Я уверен, что у огромного количества людей, которые делали свою работу, не обладая моими привилегиями, тоже не было в голове возможности этой войны. Никто в нее не верил. И я думаю, что если бы мы в нее верили, то я в частности и мы как общность многое сделали бы по-другому. Сейчас мы получаем очень болезненный опыт, исходя из которого нам нужно произвести работу над ошибками, вынести какой-то урок. Текст заканчивается тем, что у нас очень индивидуалистская страна. Большинство людей предпочитает делать свою работу, и чтобы их никто не трогал и с чужим мнением к ним не лез. Я в принципе очень это понимаю и во многом разделяю. Но я считаю, что это одна из причин, из-за которой мы дошли до того, до чего дошли. Очень сложно объединяться, очень хорошо получается сраться. Честно говоря, и моя колонка  доказывает, что сраться мы умеем идеально. 

«Я строил декорации для режима»
Не очень получилось говорить не от «мы». 
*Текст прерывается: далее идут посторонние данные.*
PR #6614, opened 2019-07-10
Upgrade essential node packages

marques-work:
keeping up to date and trying to fix a number of security alerts detected by GH on our node packages. Any changes in the actual source are a result of satisfying `eslint` and the newer version of TypeScript. They don't have an impact on the generated production assets.


ketan:
`false as boolean` seems redundant, is this something new?

marques-work:
> `false as boolean` seems redundant, is this something new?

It's a really strange behavior with TS expansion of `boolean` to `true|false` I think. A know a number of folks have run into issues with this (or similar).

Oddly, `tsc` doesn't complain about this, which might be a cleaner way of working around it:

```typescript
class Foo {
  private prop: Stream<boolean> = stream(); // TS doesn't complain while using an empty stream for default init
  constructor() {
    this.prop(false); // and this seems to be ok
  }
}
```

marques-work:
@ketan I've found that omitting an explicit type fixes most cases. For the ones that omission doesn't fix, the best I could come up with that doesn't need to declare new wrapper functions is:

```typescript
const flag: (val?: boolean) => Stream<boolean> = stream;

class Foo {
  private falsey: Stream<boolean> = flag(false);
  private truthy: Stream<boolean> = flag(true);
}
```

— Погоди. Еще раз. Я как отдельный человек не мог поверить, что будет эта война. Думаю, что таких, как я, очень много. Если бы я понимал, что к этому все идет, я бы многое сделал по-другому. Думаю, что другие люди — тоже. В будущем надо провести работу над ошибками. Мне и, думаю, другим людям тоже. 

У тебя уже есть какие-то варианты по поводу того, что нужно было сделать по-другому? Нужно ли было в декабре 2011 года идти на площадь Революции? 

— Вариантов очень много. Самое главное, что было не так, — это мое желание все-таки считать, что ты живешь в клевой стране, в которой происходит много чего крутого, и искать логику в том, что происходит. Сейчас разговор о том, хотел Путин начать войну или торговался, кажется бессмысленным, потому что ты имеешь дело с абсолютно отлетевшим злом. И логику там искать не надо. А я все время пытался искать логическое зерно.

Не то чтобы я думал, что президент Медведев — классный. Но в принципе как бы и ничего, и вещи адекватные говорит… Или — вот сходим проголосуем за Прохорова [на президентских выборах в 2012 году], ну вот он проиграл, но мы поборолись. Или вот когда Мишустина назначили премьер-министром, я сказал: смотрите, он же сделал ФНС. И получил по ебалу [от Алексея Навального]. И сейчас понятно, что вполне заслуженно. В Советском Союзе это называлось — полезные идиоты.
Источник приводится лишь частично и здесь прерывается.